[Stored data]
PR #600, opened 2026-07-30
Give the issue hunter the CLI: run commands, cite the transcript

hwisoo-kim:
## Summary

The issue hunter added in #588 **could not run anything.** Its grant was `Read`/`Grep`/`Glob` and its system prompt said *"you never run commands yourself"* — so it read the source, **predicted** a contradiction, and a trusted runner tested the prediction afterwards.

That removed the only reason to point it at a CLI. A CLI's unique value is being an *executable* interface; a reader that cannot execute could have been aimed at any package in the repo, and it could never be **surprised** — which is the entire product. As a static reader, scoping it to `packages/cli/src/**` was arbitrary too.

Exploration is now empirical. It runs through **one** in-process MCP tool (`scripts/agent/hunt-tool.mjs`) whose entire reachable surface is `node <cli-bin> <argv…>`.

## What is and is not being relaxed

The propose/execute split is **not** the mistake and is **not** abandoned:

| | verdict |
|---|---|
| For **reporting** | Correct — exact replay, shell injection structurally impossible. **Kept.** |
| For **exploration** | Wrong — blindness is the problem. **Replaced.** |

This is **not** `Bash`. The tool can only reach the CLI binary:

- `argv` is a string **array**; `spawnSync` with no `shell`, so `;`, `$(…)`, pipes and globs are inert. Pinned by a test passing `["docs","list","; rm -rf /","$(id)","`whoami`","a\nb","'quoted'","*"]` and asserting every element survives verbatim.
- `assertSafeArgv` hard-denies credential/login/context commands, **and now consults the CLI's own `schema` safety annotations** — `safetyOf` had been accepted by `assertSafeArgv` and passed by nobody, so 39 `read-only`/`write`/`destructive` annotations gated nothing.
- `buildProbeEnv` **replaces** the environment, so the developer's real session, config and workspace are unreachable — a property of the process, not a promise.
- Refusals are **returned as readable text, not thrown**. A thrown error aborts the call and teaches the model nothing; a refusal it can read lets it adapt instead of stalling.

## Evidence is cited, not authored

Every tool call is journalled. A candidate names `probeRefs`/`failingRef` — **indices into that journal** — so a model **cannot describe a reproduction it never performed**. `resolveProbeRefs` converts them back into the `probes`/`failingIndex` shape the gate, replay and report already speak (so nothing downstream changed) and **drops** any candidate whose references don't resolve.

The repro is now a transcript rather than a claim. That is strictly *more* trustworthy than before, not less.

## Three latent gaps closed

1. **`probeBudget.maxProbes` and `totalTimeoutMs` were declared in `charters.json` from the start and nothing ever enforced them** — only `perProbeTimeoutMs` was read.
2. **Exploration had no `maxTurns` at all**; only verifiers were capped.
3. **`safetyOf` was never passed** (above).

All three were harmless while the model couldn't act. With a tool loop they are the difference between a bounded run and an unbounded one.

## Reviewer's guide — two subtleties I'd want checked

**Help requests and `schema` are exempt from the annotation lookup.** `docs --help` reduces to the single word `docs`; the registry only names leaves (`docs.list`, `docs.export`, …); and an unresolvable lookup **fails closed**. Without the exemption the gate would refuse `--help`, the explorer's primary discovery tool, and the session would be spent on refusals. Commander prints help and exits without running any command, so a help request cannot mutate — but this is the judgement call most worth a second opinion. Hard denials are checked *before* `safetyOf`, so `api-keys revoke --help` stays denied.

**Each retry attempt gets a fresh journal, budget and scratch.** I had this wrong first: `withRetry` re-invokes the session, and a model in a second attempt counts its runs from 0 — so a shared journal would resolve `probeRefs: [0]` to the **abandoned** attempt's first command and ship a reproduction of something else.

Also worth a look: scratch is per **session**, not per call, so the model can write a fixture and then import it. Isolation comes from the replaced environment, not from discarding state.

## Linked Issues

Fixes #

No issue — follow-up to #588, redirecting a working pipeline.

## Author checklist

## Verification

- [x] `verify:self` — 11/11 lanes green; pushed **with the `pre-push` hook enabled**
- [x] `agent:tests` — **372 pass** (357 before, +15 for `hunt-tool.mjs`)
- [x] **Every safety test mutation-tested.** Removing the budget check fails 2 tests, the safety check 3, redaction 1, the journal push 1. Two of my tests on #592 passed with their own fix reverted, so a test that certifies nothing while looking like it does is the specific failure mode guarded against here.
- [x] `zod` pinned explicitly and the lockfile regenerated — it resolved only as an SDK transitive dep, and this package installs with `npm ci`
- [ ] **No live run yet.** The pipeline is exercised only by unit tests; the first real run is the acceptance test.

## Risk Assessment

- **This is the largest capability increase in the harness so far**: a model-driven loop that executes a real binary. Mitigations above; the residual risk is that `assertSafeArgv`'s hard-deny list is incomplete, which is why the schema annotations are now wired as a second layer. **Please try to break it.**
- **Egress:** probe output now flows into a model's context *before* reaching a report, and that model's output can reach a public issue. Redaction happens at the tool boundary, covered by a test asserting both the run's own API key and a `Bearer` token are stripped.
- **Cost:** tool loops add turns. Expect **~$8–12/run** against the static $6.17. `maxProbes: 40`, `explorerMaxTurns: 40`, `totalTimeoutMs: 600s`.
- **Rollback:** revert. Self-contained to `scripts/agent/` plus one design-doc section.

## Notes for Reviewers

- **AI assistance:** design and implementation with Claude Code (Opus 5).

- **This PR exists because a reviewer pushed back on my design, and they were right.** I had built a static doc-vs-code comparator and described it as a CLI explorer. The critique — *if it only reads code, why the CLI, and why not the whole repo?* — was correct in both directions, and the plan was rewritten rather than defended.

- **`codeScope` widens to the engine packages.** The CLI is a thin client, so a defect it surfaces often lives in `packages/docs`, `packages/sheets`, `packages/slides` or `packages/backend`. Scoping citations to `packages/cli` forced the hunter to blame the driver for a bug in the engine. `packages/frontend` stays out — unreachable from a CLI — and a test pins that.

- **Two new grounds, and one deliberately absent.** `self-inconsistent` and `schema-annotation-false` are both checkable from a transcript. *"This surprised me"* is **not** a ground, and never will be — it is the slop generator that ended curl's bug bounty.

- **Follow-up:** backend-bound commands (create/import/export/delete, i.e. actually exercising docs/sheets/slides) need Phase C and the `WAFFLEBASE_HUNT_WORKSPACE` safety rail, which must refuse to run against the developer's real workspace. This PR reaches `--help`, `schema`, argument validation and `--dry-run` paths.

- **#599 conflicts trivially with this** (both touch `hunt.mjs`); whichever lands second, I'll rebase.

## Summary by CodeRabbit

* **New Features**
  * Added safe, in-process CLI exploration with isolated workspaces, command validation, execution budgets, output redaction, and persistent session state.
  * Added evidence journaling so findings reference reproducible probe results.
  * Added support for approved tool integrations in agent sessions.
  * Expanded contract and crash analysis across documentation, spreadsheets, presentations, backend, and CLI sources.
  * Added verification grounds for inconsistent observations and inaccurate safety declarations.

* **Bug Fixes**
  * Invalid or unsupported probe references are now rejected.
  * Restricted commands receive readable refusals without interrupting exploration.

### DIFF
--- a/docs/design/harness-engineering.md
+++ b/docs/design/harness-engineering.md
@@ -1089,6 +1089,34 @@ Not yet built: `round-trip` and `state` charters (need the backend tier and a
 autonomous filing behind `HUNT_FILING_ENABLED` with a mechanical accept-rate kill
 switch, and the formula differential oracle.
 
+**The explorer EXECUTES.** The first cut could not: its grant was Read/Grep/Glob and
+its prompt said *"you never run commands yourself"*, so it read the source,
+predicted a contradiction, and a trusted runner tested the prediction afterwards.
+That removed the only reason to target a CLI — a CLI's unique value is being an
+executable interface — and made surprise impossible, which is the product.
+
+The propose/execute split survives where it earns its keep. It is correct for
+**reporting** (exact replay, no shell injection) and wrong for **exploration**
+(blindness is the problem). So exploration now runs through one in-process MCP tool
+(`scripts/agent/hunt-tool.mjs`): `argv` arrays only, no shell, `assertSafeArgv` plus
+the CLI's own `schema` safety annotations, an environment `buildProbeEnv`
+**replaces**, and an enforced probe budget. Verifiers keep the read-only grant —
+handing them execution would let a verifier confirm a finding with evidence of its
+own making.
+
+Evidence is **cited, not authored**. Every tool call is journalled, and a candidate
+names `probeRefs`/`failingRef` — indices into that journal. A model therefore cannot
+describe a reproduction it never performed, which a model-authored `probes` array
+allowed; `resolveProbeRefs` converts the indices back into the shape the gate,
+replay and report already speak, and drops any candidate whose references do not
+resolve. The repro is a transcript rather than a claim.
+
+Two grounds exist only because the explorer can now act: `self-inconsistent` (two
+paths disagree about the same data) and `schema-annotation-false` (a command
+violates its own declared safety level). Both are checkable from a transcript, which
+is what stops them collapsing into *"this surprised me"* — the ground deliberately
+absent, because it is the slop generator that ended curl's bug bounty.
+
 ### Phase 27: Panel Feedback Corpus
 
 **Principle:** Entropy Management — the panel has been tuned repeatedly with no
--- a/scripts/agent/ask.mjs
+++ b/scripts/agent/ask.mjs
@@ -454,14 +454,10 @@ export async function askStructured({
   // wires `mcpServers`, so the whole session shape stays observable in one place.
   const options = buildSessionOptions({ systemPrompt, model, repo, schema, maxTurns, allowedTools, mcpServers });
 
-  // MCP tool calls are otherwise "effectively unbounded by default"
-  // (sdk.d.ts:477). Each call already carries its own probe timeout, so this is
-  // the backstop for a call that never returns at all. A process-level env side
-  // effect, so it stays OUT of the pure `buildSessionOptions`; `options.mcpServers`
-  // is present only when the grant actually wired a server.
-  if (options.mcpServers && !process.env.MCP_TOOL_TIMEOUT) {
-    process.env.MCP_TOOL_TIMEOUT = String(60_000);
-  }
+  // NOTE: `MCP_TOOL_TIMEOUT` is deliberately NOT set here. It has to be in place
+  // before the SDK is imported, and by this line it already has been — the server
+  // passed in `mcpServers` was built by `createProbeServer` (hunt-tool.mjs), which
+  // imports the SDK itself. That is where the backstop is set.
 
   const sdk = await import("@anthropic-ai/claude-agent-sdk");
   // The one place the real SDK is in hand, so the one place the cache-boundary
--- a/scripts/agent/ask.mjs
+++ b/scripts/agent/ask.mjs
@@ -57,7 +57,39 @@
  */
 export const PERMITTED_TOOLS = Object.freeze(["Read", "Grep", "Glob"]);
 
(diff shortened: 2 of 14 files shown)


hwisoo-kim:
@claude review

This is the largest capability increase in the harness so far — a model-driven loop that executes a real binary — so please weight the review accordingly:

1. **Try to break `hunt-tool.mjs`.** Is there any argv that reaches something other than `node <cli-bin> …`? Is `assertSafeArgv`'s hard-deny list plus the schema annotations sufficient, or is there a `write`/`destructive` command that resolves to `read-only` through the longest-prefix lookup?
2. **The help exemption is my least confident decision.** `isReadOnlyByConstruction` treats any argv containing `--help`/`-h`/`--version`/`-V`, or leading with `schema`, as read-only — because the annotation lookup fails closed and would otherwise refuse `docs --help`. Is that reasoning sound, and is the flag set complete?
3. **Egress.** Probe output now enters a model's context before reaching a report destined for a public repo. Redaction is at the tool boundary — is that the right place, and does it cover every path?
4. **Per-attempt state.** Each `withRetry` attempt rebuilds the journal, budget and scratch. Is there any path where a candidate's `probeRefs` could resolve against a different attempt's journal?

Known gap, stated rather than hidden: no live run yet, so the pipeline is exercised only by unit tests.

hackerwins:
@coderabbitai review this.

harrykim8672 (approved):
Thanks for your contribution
==
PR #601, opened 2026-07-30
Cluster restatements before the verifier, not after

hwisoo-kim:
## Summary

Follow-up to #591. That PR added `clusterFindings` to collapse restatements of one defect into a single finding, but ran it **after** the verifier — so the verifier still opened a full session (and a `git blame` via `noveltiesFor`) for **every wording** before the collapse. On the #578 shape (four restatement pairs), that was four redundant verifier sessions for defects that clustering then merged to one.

Problem to solve: From the records above, extract exactly and only the lines that begin at the line with "annotations gated nothing." and stop after the line with "## Evidence is cited, not authored".

Response to this task:
- `assertSafeArgv` hard-denies credential/login/context commands, **and now consults the CLI's own `schema` safety annotations** — `safetyOf` had been accepted by `assertSafeArgv` and passed by nobody, so 39 `read-only`/`write`/`destructive` annotations gated nothing.
- `buildProbeEnv` **replaces** the environment, so the developer's real session, config and workspace are unreachable — a property of the process, not a promise.
- Refusals are **returned as readable text, not thrown**. A thrown error aborts the call and teaches the model nothing; a refusal it can read lets it adapt instead of stalling.

## Evidence is cited, not authored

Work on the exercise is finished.